▶ _Description of the task_:
Could you count the lines in the data that contain "third"? Reply with the number only.

[Stored data]

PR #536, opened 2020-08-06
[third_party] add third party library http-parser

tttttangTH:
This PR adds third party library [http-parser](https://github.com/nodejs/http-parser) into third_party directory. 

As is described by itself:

▶ _Problem solution_:
2